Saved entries
"""

PR #573, opened 2019-03-31
When volume size is not given, set the backing store size as the size

### LINKED ISSUE #561: with version 0.5.1+git.1550869862.4283c564-10.1 (from yesterday) can't boot a VM with a non-base image volume
### Linux distribution

```Debian testing```

### Terraform version

```sh
terraform -v

Terraform v0.11.13
```

```sh
terraform-provider-libvirt -version

terraform-provider-libvirt 0.5.1
Compiled against library: libvirt 4.0.0
Using library: libvirt 5.0.0
Running hypervisor: QEMU 3.1.0
Running against daemon: 5.0.0
```

I have a simple setup with:

- one base volume created from a local file image
- one volume based on the previous one
- one domain which disk is the previous one

When using version 0.5.1 it works like expected. Yesterday I installed 0.5.1+git.1550869862.4283c564-10.1 from binary, and now when applying terraform plan, there is no error but my domain can't boot on its disk with the error "could not read the boot disk".
Without changes in the tf files.

### Setup

(Please provide the full _main.tf_ file for reproducing the issue (Be sure to remove sensitive information)

```
provider "libvirt" {
        uri = "qemu+ssh://user@kvm.example.com/system"
}

resource "libvirt_volume" "debian_stretch_image" {
  name = "debian_stretch_image"
  source = "/tmp/debian-stretch-qemu"
  format = "qcow2"
}

resource "libvirt_volume" "debian_stretch_volume-bastion" {
  name = "debian_stretch_volume-bastion"
  base_volume_id = "${libvirt_volume.debian_stretch_image.id}"
}

resource "libvirt_domain" "terraform_bastion" {
  name = "terraform_bastion"
  vcpu = 1
  memory = 1024
  autostart = true
  disk {
    volume_id = "${libvirt_volume.debian_stretch_volume-bastion.id}"
  }
  network_interface {
    network_name = "default"
    hostname = "bastion"
  }
  graphics {
    type = "vnc"
    listen_type = "address"
  }
}
```

### Steps to Reproduce Issue

```
$ terraform apply
```

Then look at the state of the machine (I use virt-manager for that), I see in the console "Booting from Hard Disk... Boot failed: could not read the boot disk"

dmacvicar:
Fix regression introduced with f86539c365b5bd12374318070894c504a1636c4b

Rework the logic to:

* First set the volume size to the given size, if something was given
* If the size is not given, and there is backing store, use the size of the backing store
* Only then check if the size of the volume is smaller than the backing store

Also, cleanup the testcase and add a check for the size when this one is not specified, but a backing store is given.

Fixes #561

### DIFF
--- a/libvirt/resource_libvirt_volume.go
+++ b/libvirt/resource_libvirt_volume.go
@@ -164,13 +164,16 @@ func resourceLibvirtVolumeCreate(d *schema.ResourceData, meta interface{}) error
 		volumeDef.Capacity.Unit = "B"
 		volumeDef.Capacity.Value = size
 	} else {
+		// the volume does not have a source image to upload
 
-		// the volume does not have a source image to upload, first handle
-		// whether it has a backing image
-		//
+		// if size is given, set it to the specified value
+		if _, ok := d.GetOk("size"); ok {
+			volumeDef.Capacity.Value = uint64(d.Get("size").(int))
+		}
+
+		//first handle whether it has a backing image
 		// backing images can be specified by either (id), or by (name, pool)
 		var baseVolume *libvirt.StorageVol
-
 		if baseVolumeID, ok := d.GetOk("base_volume_id"); ok {
 			if _, ok := d.GetOk("base_volume_name"); ok {
 				return fmt.Errorf("'base_volume_name' can't be specified when also 'base_volume_id' is given")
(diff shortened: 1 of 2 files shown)


libvirt/resource_libvirt_volume.go
```diff
@@ -196,29 +197,32 @@ func resourceLibvirtVolumeCreate(d *schema.ResourceData, meta interface{}) error
...
 
-				if backingStoreVolumeDef.Capacity != nil && volumeDef.Capacity.Value < backingStoreVolumeDef.Capacity.Value {
-					return fmt.Errorf("When 'size' is specified, it shouldn't be smaller than the backing store specified with 'base_volume_id' or 'base_volume_name/base_volume_pool'")
-				}
+			backingStoreVolumeDef, err := newDefVolumeFromLibvirt(baseVolume)
+			if err != nil {
+				return err
+			}
+
+			// if the volumen does not specify size, set it to the size of the backing store
```
MalloZup: `volumen` --> `volume`

MalloZup: i think this is a german typo :grin:

PR #587, opened 2019-04-11
[wip]: fix travis internal errors with golang

MalloZup:
using latest `golang` devel version work but with 1.** not. 

I will let the PR open to see if i found better solution


MalloZup:
Travis has fixed it is own issue closing

Issue #583, opened 2019-04-09
Enhancement: Support for tags in libvirt_domain resources


lhw:
Some of the more popular providers offer the tags block in VM resources (e.g. AWS, Azure, vSphere). Quite a few tools make use of these to categorize the machines in internal databases etc.
I thought it would be a good feature to add. I think we could use the `libvirt.DomainMetadata` to add a metadata structure for tf-libvirt. Like

```terraform
resource "libvirt_domain" "example" {
  tags {
    Type = "master"
  }
}
```
```xml
<domain>
  <metadata>
    <terraform:instance xmlns="https://terraform.io">
      <terraform:tag key="Type">master</terraform:tag>
    </terraform:instance>
  </metadata>
</domain
```
Some additional ideas for metadata from [OpenStack Nova](https://specs.openstack.org/openstack/nova-specs/specs/juno/implemented/libvirt-driver-domain-metadata.html)

I wouldn't mind implementing this feature but wanted to request input first in case somebody is already working on something similar etc.

MalloZup:
@lhw thx for this proposal. :+1:  

I think in the `kvm` context which use-case could we have for the metadata field? E.g which info whoul we store in a concrete use case

thx for you time

lhw:
I don't know what you mean about a kvm context but one common use-case in the wild is to tag certain machines as "master" or "worker" in a kubernetes environment for easier export i.e. to an ansible inventory (That would be our use-case). Others use the tags for staging by tagging certain machines for different stages with different configurations. Again then used by other software using the terraform state.

Some advanced usage can also be seen by the [terraform-label project ](https://github.com/cloudposse/terraform-terraform-label)

MalloZup:
thx for clarification! i will have a look. @dmacvicar  cc

MalloZup:
@lhw i'm ok with this feature and to me you could come up with a PR for this.

To me you can start thinking and coming out with a valid proposal about the `schema` of the resource and we can integrate with it.

e.g the tag definitions. etc .

e.g how will look like it in golang ( https://github.com/dmacvicar/terraform-provider-libvirt/blob/master/libvirt/resource_libvirt_volume.go#L40)

lhw:
The default implementation is pretty boring:
https://github.com/terraform-providers/terraform-provider-aws/blob/master/aws/resource_aws_instance.go#L309
https://github.com/terraform-providers/terraform-provider-aws/blob/master/aws/tags.go#L22
[...]

PR #590, opened 2019-04-30
[Feature] Support for libvirt_domain tags

lhw:
## Reason
Quite a few external tools make use of the virtual machine `tags` to sort them for further use. Currently there is at least support in AWS and Azure instances as well as vSphere machines. An example usage would be creating an ansible inventory.

## Changes
This merge request adds an optional paramater that does not affect existing configurations. Based on the input a custom xml is generated and added to the standard domain metadata. Updates to the tags are done live and to the configuration of the machine.
An existing but unused parameter `metadata` was removed from the `libvirt_domain` but could be kept and be integrated in the future.

A minimal change was made to existing domain unit test. No additional test was added.

## Breaking Changes
None

## Discussion
Currently the custom xml uses the namespace "terraform.io" which might not be appropriate for an unofficial provider. The full github path just seemed a bit too long.

  (Closes: GH-583)

### DIFF
--- a/examples/v0.11/coreos/main.tf
+++ b/examples/v0.11/coreos/main.tf
@@ -70,6 +70,7 @@ resource "libvirt_domain" "coreos-machine" {
     # Requires qemu-agent container if network is not native to libvirt
     wait_for_lease = true
   }
+
   ## mounts filesystem local to the kvm host. used to patch in the
   ## qemu-guest-agent as docker container
   #filesystem {
@@ -78,7 +79,7 @@ resource "libvirt_domain" "coreos-machine" {
   #  readonly = true
   #}
   tags {
-    OS       = "CoreOS"
+    OS = "CoreOS"
     NodeType = "${count.index <= 3 ? "master" : "worker"}"
   }
 }
--- a/examples/v0.11/coreos/main.tf
+++ b/examples/v0.11/coreos/main.tf
@@ -5,7 +5,7 @@ provider "libvirt" {
 
 # -[Variables]-------------------------------------------------------------
 variable "hosts" {
-  default = 1
+  default = 7
 }
 
 variable "hostname_format" {
@@ -38,8 +38,8 @@ resource "libvirt_ignition" "ignition" {
 resource "libvirt_domain" "coreos-machine" {
   count  = "${var.hosts}"
   name   = "${format(var.hostname_format, count.index + 1)}"
-  vcpu   = "1"
-  memory = "2048"
+  vcpu   = "${count.index <= 3 ? 4 : 8}"
+  memory = "${count.index <= 3 ? 4096 : 16384}"
 
   ## Use qemu-agent in conjunction with the container
   #qemu_agent = true
@@ -78,6 +78,10 @@ resource "libvirt_domain" "coreos-machine" {
   #  target = "qemu_docker_images"
   #  readonly = true
   #}
+  tags {
+    OS = "CoreOS"
+    NodeType = "${count.index <= 3 ? "master" : "worker"}"
+  }
 }
 
 # -[Output]-------------------------------------------------------------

"""

- EXERCISE AIM
Across the data above, how many lines contain the string "return"? Reply with the number and nothing else.

- RESPONSE TO THIS TASK
3